One figure is the expected answer: how many lines in the listing contain "branch".
──────── TASK MATERIAL
PR #486, opened 2019-12-23
Reflecting Jan's comment on the unittest for SPHInX

samwaseda:


samwaseda:
I have the feeling that I'm opening Pandora's box now...

PR #489, opened 2020-01-06
Interactive input speedup

samwaseda:
Now the input has essentially the same structure. This has two important implications:

1. It can be made faster (up to 4 times, combined with the output stuff)
2. If the input is not defined (e.g. cell in DFT), it can be removed beforehand, which allows for a more secure input handling.

I add a notebook that I used for testing:

[interactive_speedup.ipynb.txt](https://github.com/pyiron/pyiron/files/4026409/interactive_speedup.ipynb.txt)

### DIFF
--- a/pyiron/atomistics/job/interactive.py
+++ b/pyiron/atomistics/job/interactive.py
@@ -32,6 +32,10 @@ class GenericInteractive(AtomisticGenericJob, InteractiveBase):
         self._interactive_fetch_completed = True
         self._interactive_species_lst = np.array([])
         self._periodic_table = PeriodicTable()
+        self.interactive_input_functions = {'index': self.interactive_index_organizer,
+                                            'cell': self.interactive_cell_organizer,
+                                            'positions': self.interactive_positions_organizer,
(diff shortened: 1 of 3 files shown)


liamhuber:
One thing I notice is that if a particular type of output isn't there once, it will never be found. I can't think of a code where this causes an issue, I just wanted to bring attention to the behaviour in case anyone else can think of a time it might be problematic. 

Looks good!

samwaseda:
> One thing I notice is that if a particular type of output isn't there once, it will never be found. I can't think of a code where this causes an issue, I just wanted to bring attention to the behaviour in case anyone else can think of a time it might be problematic.
> 

Yes! This is something I didn't like much as well, but this question goes beyond the changes that I made here - we have to talk about how to handle output data with different lengths.

liamhuber:
@samwaseda I guess it's a little disconcerting that the "speedup" pull request failed the Azure pipeline because of a timeout ;) I think you and Jan were talking about this as a general issue somewhere else? As long as it doesn't concern you I'm happy to have it merged.

jan-janssen:
I triggered a rerun on the failed job.

Issue #491, opened 2020-01-07
Pressure not properly rotated


samwaseda:
https://github.com/pyiron/pyiron/blob/77053fa5b0bddcc1f6f0e3c7a15b234985a165ba/pyiron/lammps/base.py#L544

If the upper triangle matrix is defined for Lammps, the pressure coordinates will be wrong -> it has to be rotated just in the same way as positions or velocities

jan-janssen:
@samwaseda As far as I understand @liamhuber has been working on this.

PR #496, opened 2020-01-14
Rotate pressures

liamhuber:
As per Sam's observation in [issue 491](https://github.com/pyiron/pyiron/issues/491).

I agree with the issue that this is low priority and this is just a naive fix -- I haven't tested it yet. @samwaseda, do you have a notebook where this issue came up that we could use to test this fix?


liamhuber:
Yes I think you're right.

I think I can also test this change numerically by doing two zero-pressure finite-T calculations with cubic and primitive cells; if the conversion is right the mean pressure tensor should come out to zero for both, but if we're converting wrong the primitive cell will do something else.
  This comment is basically just a reminder to myself though, since I don't think I'll get to it today. I'll try to get to it before January finishes though.

liamhuber:
Ok, I think it's working. The resulting pressure tensor is the target pressure tensor, and *as far as I can tell* playing around with cubic and primitive Al and applying some pressures, the correct pressure is being applied. I'm only, like, 85% sure of this though and I'd need to think more how to cook up a test to get that to 100%.

In the future I'd like to extract the unit conversions dictionary to a separate file and remove the remaining bar->GPa hard coding, but that can wait.

samwaseda:
Why did you add `rotation_matrix` as an argument?

liamhuber:
Because `control` had no access to `_prism.R` but still needed that information to convert the pyiron-coordinate-frame pressures to the Lammps-coordinate-frame.

samwaseda:
oh right that makes sense

liamhuber:
Yeah, it might be nice to refactor some stuff eventually, but for now it's good.

I'll get the failed tests all worked out prior to merging.

Thanks for the feedback and hints, @samwaseda!

samwaseda:
Since codacy doesn't like `@`, you can also think about using:

```
np.einsum('ji,njk,kl->nil', matrix, pressure, matrix)
```

`einsum` is anyway my favourite matrix multiplier, because it's really clear what does what.

liamhuber:
> Since codacy doesn't like `@`, you can also think about using:

I suspect this is simply a matter of 

> `einsum` is anyway my favourite matrix multiplier, because it's really clear what does what.

Really? I actually find `einsum` very difficult to follow. Based on the [length of the doc page](https://docs.scipy.org/doc/numpy/reference/generated/numpy.einsum.html), I would argue that my perspective will wind up being more common (although it is, admittedly one based on ignorance). In general, `einsum` encapsulates a variety of other tools, I would suggest using the more specific tools, e.g. `matmul`, `trace`, etc, wherever possible to improve readability.

samwaseda:
The problem with other functions is that it's not really clear which axis is multiplied with which axis. For example, in this case the rotation matrix is indeed 3x3, but what if it becomes nx3x3? With `np.einsum` you can easily switch between axes, but for other functions I never know what does what, especially when it for example comes to trace or transpose.

Well, other than that, it might be also my personal taste; anyway I write all algebraic operations in the Einstein notation and when I put them in the code it's essentially copying what I wrote on the paper.

liamhuber:
Good point, we're actually applying the matrix multiplication to one matrix and one tensor. When its (n x m x m) and (m x m) I still think it's unambiguous and preferable to use `matmul` and friends. Once both objects are tensors I guess we're stuck moving over to `einsum`.

jan-janssen:
@samwaseda and @liamhuber Can you take a look at this again and either fix the tests or close the pull requests?

samwaseda:
Did anything change? This looks good to me

jan-janssen:
@samwaseda The tests were not working

liamhuber:
I'm afraid the earliest I'd be able to look at it is the first Friday in June. @samwaseda if you can't fix the tests sooner we can just close it, but let's make sure there's a `bug` issue still open with a link to the branch because the underlying problem will still be there.

samwaseda:
> @samwaseda The tests were not working

I sometimes wonder how hopelessly stupid I must be appearing whenever I ask questions without fully reading what other people were saying.

Anyway, I guess I corrected the errors and as soon as the unit tests finish, I'll merge this one.

PR #497, opened 2020-01-14
Job copy logic

liamhuber:
The main thing is that copying jobs didn't work when the project value was explicitly set, but the same as the reference project. This is now not a problem and is equivalent to leaving the project value set to None.


pyiron/base/job/generic.py
```diff
@@ -482,58 +482,81 @@ def copy(self):
...
             else:
                 new_location = self.project_hdf5.__class__(
                     self.project, new_job_name, h5_path="/" + new_job_name
                 )
-            new_generic_job._name = new_job_name
+
             new_generic_job.project_hdf5.copy_to(new_location, maintain_name=False)
             new_generic_job.project_hdf5 = new_location
-            if new_database_entry:
-                new_generic_job.save()
```
jan-janssen: I am a bit confused - how does it work without the save function?

jan-janssen: Ok, I see the save part is below.

jan-janssen:
In general the code looks fine to me. But I realised that it took me quite some time to figure out again why we have the different cases and how we should handle them. One way to simplify this process would be to add some comments, copy within the same project and so on. I am not sure what is the best approach, maybe it even makes sense to have different functions for the different cases, that is what I did in the parallel master https://github.com/pyiron/pyiron/blob/master/pyiron/base/master/parallel.py#L553 . Basically the functions, copy, copy_to and rename share certain functionality and they have not been very clear for a long time, in particular when it comes to master jobs with childs nested within them. So we definitely need some clean up for this functionality.

jan-janssen:
To answer the question about the `from_hdf` functions, this is done within the `copy` function now.

liamhuber:
Yeah, you're right. I looked back at it and it's still too complicated. I gave it another pass and completely got rid of the nested conditions (which are the devil, IMO) by relying on `or` to define a couple new variables.

I can't seem to get `test_copyto.py` to run on my local machine, I think because it's actually creating jobs and stuff and I don't have the right paths set up? My "integration tests" -- i.e. the protocols where I'm actually extensively using `copy_to` are all running fine though, so I thought it's worth throwing at the CI.

liamhuber:
I also found a bug where one logical branch had `maintain_name=has_new_name` as an argument for `project_hdf5.copy_to`, but I think `maintain_name=not has_new_name` must be correct.

liamhuber:
@jan-janssen these failures don't look to me like they're related to the copying code, are they meaningful to you?

liamhuber:
Nevermind, I see the connection. I'm working on it...

liamhuber:
Ok, in my passion for simplified logic I actually borked the functionality on the last pass. Now the logic still avoids nested if clauses, but I think I've restored functionality.

I say think because I'm having trouble running the tests for this code on my local machine, but copying and pasting one of the previously-failing tests into a notebook shows it working fine. Let's see what the CI says this time around.

jan-janssen:
For running the tests locally can you try to add the `pyiron/tests` folder to your `top_level_paths` in the `.pyiron` file?

liamhuber:
Yeah, bet you're right. Actually I moved my repositories around recently so it's even possible that I had this earlier and forgot to fix it! I had to come home a bit early today but I'll give it a go first thing tomorrow.

I also see exactly why these tests failed and it's a simple one-line fix, so tomorrow should finally be merge day ;)

liamhuber:
@jan-janssen ok, the tests on the code are working. The coverage change is trivial. The azure pipeline fails trying to install something called "deeptools". If this is unrelated to my changes, let's merge them.

jan-janssen:
@liamhuber Yes, that is unrelated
────────────────
## EXERCISE SOLUTION
2